▶ _PROBLEM_:
For each line in the data below that has the word "signed", copy that line.

▶ _SUPPLIED RECORDS_:
PR #5040, opened 2026-08-05
Fix Lightning DDP result sending from nonzero ranks

YuanTingHsieh:
## What changed

- Check the active Lightning trainer's runtime global rank at the training and evaluation hook boundaries.
- Call the model-only federated result-send helper only when that runtime global rank is 0.
- Add hook-level regression coverage for both rank 0 and rank 1 across training and evaluation result paths.

## Why

With PyTorch Lightning `strategy="ddp"` and multiple devices, callback hooks execute on every DDP process. The callback guarded model receive, but its result-send path was unguarded. A nonzero rank could therefore send a result without owning the matching Client API receive/result transaction, causing `TASK_ABORTED`, an invalid DXO at the server, and FedAvg failure.

Checking `trainer.global_rank` at the callback boundary ensures only the process that owns the federated transaction calls the Client API send helper. The helper remains concerned only with sending the supplied model, while nonzero ranks continue the remaining callback cleanup and Lightning/DDP participation.

## Impact

PyTorch Lightning applications using multi-GPU DDP can now complete federated rounds without nonzero ranks issuing unmatched result sends. The fix covers both simulator API and CLI execution paths.

## Validation

- `tests/unit_test/app_opt/lightning/api_test.py`: 87 passed.
- Scoped flake8, Black, isort, and `git diff --check`: passed.
- Manual end-to-end validation with two simulated clients and two-GPU NCCL DDP per client:
  - Both simulator API and CLI paths passed.
  - All federated result sends came from runtime global rank 0.
  - Nonzero ranks issued no Client API result sends.
  - FedAvg completed without task-abort, invalid-result, or minimum-response failures.


nvflare/app_opt/lightning/api.py
```diff
@@ -271,7 +271,7 @@ def on_validation_end(self, trainer, pl_module):
         if pl_module and self.metrics is None:
             self.metrics = _extract_metrics(trainer.callback_metrics)
             if self._is_evaluation:
-                self._send_model(FLModel(metrics=self.metrics))
+                self._send_model(FLModel(metrics=self.metrics), trainer)
```
chesterxgchen: trainer has wide scope than rank, but _send_model() is really only need rank. 

In general case, if the function should ask more than what it needs, unless this is intended for future expansion. 

For symantic point of view, send model requires trainer doesn't sounds right

chesterxgchen (commented):
add some comments

nvflare/app_opt/lightning/api.py
YuanTingHsieh: good suggestion, fixed.

chesterxgchen (approved):

PR #5042, opened 2026-08-05
Align Client API pass-through and Attach trust boundaries for 2.9

YuanTingHsieh:
## Summary

- remove the unreleased Client API lazy-download relay code from the 2.9 development branch; released 2.8 had no such Client API relay, and 2.9 will ship without one
- keep managed `external_process` results as ordinary Cell pass-through, preserving the trainer's original source FQCN, ref ID, and DownloadService receiver accounting
- make network `attach` use the site's existing Client Parent (CP) listener, matching the physical connection and server-facing materialization boundary of the 2.8 `IPCExchanger`/`IPCAgent` design
- keep the Client Job (CJ) as the Attach task/result materialization boundary; an attached trainer never receives the site's server `AUTH_TOKEN` or `AUTH_TOKEN_SIGNATURE`
- protect secure network Attach messages end to end through the CP with the provisioned site Cell identity, with shared pre-decode enforcement for streamed and direct Client API/DownloadService routes
- propagate the protected FOBS context to legitimate `ViaDownloader` chunk requests without forcing a second key exchange against a managed trainer on a forwarded cross-site pull
- keep protected shared-file Attach as a job-owned CJ-to-trainer route for network-isolated trainers while CP-to-CJ remains normally networked
- keep Attach externally owned: NVFlare closes only the session and never signals, kills, or waits on the trainer process
- require Attach heartbeat liveness and retire a dead accepted-result source only after a bounded confirmed-disconnect grace, preserving transient reconnects
- update focused security, provenance, ownership, lifecycle, Attach-topology, and secure nested-Swarm coverage

## Why

During 2.9 development, the Client API gained code that could materialize a trainer lazy reference and create another CJ-owned DownloadService transaction while rewriting the source reference. That behavior was not present in released 2.8. This PR removes it before the 2.9 release.

The two out-of-process modes intentionally use different server-facing boundaries:

- `external_process` is launched and owned by the CJ. It preserves ordinary pass-through so the real trainer remains the DownloadService source for the workflow's receiver.
- `attach` is independently started and externally owned. It follows the safer 2.8 containment boundary: the CJ receives and fully materializes the trainer result. Sending that concrete result onward can create an ordinary new CJ-owned DownloadService transaction, but the trainer reference never crosses the CJ boundary.

For Attach, this intentionally makes CJ peak memory scale with the complete task/result object plus serialization buffers; the configured DownloadService chunk size is a transport chunk and is not a hard peak-RSS bound for one large tensor. This is the accepted 2.9 tradeoff relative to the unreleased lazy/relay implementation on `main`, which used a different trust model. The 2.10 scoped trainer identity, DownloadService ACL, and revocation work is the prerequisite for restoring lazy Attach transfer without delegating broad site authority.

### Managed external process

This reuses the NVFlare 2.8 CellPipe authentication model. After successful launch-token `HELLO` authentication, `HELLO_ACCEPTED` delivers the site's `AUTH_TOKEN` and `AUTH_TOKEN_SIGNATURE`; they are never written to the bootstrap file. The trainer installs the normal outgoing site auth-header filters, and its descendant FQCN satisfies the existing server origin binding.

The managed trainer's same-host CJ-local Cell hop has Cell transport security disabled. The launch token authenticates `HELLO_ACCEPTED`, but the delegated bearer credential is not TLS-encrypted on that hop; confidentiality relies on the host/OS trust boundary and the owner-only bootstrap file. This improves on 2.8's on-disk credential export, while the 2.10 scoped-identity work will remove the full bearer-token handoff.

### Attach

Network Attach follows the 2.8 `IPCExchanger`/`IPCAgent` topology and materialization boundary:

- the trainer connects to the site's existing stable CP listener, not to a dynamic CJ-owned network listener
- the trainer is a stable CP child, `<cp_fqcn>.-client_api_<attach_id>`
- the CP physically routes Cell messages; the dynamic CJ remains the application-level session, task, result, and materialization endpoint
- secure network Attach reuses the provisioned site CA/client certificate for Cell peer identity, including custom site certificate CNs
- a shared CJ CoreCell pre-decode guard covers streamed envelopes and direct Client API/DownloadService routes, rejects unclaimed CP-child origins, and requires both Cell `SECURE` and `ENCRYPTED` protection from the bound trainer before FOBS decoding
- concurrent Attach sessions hold independent guard claims; releasing one claim does not disable another session's protection
- `ViaDownloader` chunk requests inherit the protected decode context, so large tensors remain protected across the complete trainer-to-CJ transfer
- `SESSION_OPEN` authenticates and binds the trainer to one dynamic CJ session, but never carries the site's server bearer token or signature
- the trainer installs no server auth-header filters and cannot issue authenticated server-facing requests
- no CJ listener certificate, key, port, or `listening_host` provisioning is required
- protected shared-file Attach remains CJ-owned and supports a trainer with network access denied
- `allow_insecure_attach` remains a deprecated compatibility argument with no effect; unsafe shared-file routes are rejected
- `heartbeat_timeout` must be positive: heartbeat expiry is the terminal fallback when the externally owned trainer misses protocol `SHUTDOWN`
- with `allow_reconnect=True`, a live accepted-result source survives transient route loss but is retired after a continuous confirmed-disconnect grace so a fresh session can attach

Delegating the site's client certificate remains broad site-level Cell authority. For 2.10, replace it with a short-lived scoped trainer identity, explicit DownloadService ACLs, and revocation before enabling direct Attach trainer-to-server pass-through.

The launch token and Attach ID are session-binding/rendezvous values, not FL authentication credentials.

## Validation

Definitive signed head `47df37977ac6e9624105d21131292bf8bb3b7045`, based on `upstream/main` `509ce700fb9b1cc3d0e29bb1bd6216949303e77b`:

- fresh exact-SHA Colossus qualification: **20/20 PASS**, all `FINISHED:COMPLETED`
  - 1 server, 3 clients, 2 rounds, 120/120 trainer-round records
  - FedAvg and Swarm; mixes A/B/C; gRPC, HTTP, and protected shared-file Attach; tensor streaming Off/On
  - every checkpoint correct
  - all 10 Off cases created zero lazy tensor transactions
  - all 10 On cases exercised 160 real FOBS/`ViaDownloader` transactions; every pull and terminal outcome completed, with zero failures
  - 32 managed trainer-origin result transactions retained the original trainer FQCN/ref and settled directly at the ultimate receiver; zero intermediate CJ result transactions
  - 372 accepted managed cross-root authentication events
  - Attach created 20 trainer-to-CJ transactions materialized at the CJ and 20 ordinary CJ onward transactions
  - 20 Attach `SESSION_OPEN` messages carried no site bearer/signature; trainers installed no server auth filters and issued no server requests
  - 465 protected Attach network chunks and zero unprotected chunks
  - all 20 Attach trainers remained externally owned, received zero NVFlare OS signals, closed cleanly with rc=0, and left zero leaks
  - all four shared-file cases completed with trainer network access denied while CP-to-CJ remained networked
- supplemental exact-SHA transport-hardening qualification: **16/16 PASS**
  - FedAvg and Swarm; mixes A/B; gRPC and HTTP; ViaDownloader Off/On; 96/96 trainer-round records and correct checkpoints
  - Attach used actual transport mTLS plus secure Cell mode: `grpcs://127.0.0.1:18422` and `https://127.0.0.1:18423`
  - CA-signed CP certificate chain/key/SAN verified; bilateral TLS 1.3 with AES-256-GCM succeeded
  - fail-closed probes without a client certificate were rejected by both gRPC and HTTP before `SESSION_OPEN`
  - all 8 Off cases created zero lazy transactions; all 8 On cases exercised 125 real ViaDownloader transactions with complete outcomes
  - 16 bearer-free `SESSION_OPEN` bindings, 32 certificate identity matches, 465 SECURE+ENCRYPTED chunks, and zero unprotected chunks
  - managed original-source settlement, Attach CJ materialization/onward serialization, no trainer server authority, and all ownership/cleanup gates passed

▶ _RESPONSE_:
Definitive signed head `47df37977ac6e9624105d21131292bf8bb3b7045`, based on `upstream/main` `509ce700fb9b1cc3d0e29bb1bd6216949303e77b`:
  - CA-signed CP certificate chain/key/SAN verified; bilateral TLS 1.3 with AES-256-GCM succeeded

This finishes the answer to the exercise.